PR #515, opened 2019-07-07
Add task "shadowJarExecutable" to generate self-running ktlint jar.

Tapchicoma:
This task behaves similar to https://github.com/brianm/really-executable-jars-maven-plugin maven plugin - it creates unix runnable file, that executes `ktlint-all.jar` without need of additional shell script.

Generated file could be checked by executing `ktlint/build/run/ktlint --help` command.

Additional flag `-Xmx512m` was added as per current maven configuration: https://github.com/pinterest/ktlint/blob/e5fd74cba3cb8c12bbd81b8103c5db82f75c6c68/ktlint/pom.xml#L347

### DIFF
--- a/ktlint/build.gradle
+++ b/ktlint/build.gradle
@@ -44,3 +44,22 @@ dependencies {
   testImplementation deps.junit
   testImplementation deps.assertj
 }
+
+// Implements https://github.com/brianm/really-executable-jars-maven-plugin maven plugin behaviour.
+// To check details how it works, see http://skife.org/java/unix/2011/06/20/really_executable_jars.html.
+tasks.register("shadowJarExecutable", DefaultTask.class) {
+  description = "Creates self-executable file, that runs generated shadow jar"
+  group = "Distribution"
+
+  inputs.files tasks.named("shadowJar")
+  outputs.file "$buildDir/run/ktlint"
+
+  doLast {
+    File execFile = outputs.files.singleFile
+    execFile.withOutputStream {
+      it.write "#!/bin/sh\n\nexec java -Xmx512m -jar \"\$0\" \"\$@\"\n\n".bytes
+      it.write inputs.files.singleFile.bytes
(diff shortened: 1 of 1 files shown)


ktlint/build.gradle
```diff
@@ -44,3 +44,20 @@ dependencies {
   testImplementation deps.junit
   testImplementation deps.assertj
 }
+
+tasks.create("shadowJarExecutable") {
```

==

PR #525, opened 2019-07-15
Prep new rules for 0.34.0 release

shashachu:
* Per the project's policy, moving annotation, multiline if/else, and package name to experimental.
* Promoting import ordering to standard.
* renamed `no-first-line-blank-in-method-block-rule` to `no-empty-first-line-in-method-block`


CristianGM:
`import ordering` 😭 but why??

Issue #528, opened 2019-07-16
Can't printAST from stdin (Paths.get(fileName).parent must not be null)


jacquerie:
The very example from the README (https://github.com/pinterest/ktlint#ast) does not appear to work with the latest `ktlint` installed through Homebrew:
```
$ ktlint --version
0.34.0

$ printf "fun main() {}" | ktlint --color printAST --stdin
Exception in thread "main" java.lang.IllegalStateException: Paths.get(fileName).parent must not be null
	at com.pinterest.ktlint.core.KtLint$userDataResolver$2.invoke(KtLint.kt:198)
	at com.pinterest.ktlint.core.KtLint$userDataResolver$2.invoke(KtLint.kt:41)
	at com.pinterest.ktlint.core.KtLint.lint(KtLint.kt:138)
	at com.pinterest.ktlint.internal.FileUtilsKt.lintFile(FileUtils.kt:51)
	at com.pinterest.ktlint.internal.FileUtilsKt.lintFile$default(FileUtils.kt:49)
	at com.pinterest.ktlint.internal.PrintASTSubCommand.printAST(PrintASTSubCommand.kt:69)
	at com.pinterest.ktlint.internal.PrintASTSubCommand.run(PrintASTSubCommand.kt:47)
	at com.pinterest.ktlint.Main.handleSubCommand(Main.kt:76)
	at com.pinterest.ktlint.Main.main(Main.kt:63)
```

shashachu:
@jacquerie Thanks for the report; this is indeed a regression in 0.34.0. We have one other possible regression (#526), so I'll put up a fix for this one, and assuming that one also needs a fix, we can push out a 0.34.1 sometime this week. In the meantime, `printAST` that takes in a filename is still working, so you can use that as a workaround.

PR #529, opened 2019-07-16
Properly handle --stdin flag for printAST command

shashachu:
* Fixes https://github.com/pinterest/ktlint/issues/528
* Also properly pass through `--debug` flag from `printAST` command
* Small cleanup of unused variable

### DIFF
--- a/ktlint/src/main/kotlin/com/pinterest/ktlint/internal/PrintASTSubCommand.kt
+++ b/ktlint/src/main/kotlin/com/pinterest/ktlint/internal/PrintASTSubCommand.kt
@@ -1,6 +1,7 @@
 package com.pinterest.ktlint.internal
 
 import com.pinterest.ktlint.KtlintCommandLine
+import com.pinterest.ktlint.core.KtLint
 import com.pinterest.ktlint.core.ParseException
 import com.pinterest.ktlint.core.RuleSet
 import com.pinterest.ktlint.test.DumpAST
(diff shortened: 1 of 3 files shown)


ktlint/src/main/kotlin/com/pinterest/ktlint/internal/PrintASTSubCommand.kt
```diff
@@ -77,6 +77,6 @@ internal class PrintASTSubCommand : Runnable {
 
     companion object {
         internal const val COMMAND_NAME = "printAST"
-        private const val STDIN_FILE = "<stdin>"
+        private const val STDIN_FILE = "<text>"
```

AIM OF THE TASK: What lines in the material mention "null"? Copy every one of them.

ANSWER SECTION:
Can't printAST from stdin (Paths.get(fileName).parent must not be null)
Exception in thread "main" java.lang.IllegalStateException: Paths.get(fileName).parent must not be null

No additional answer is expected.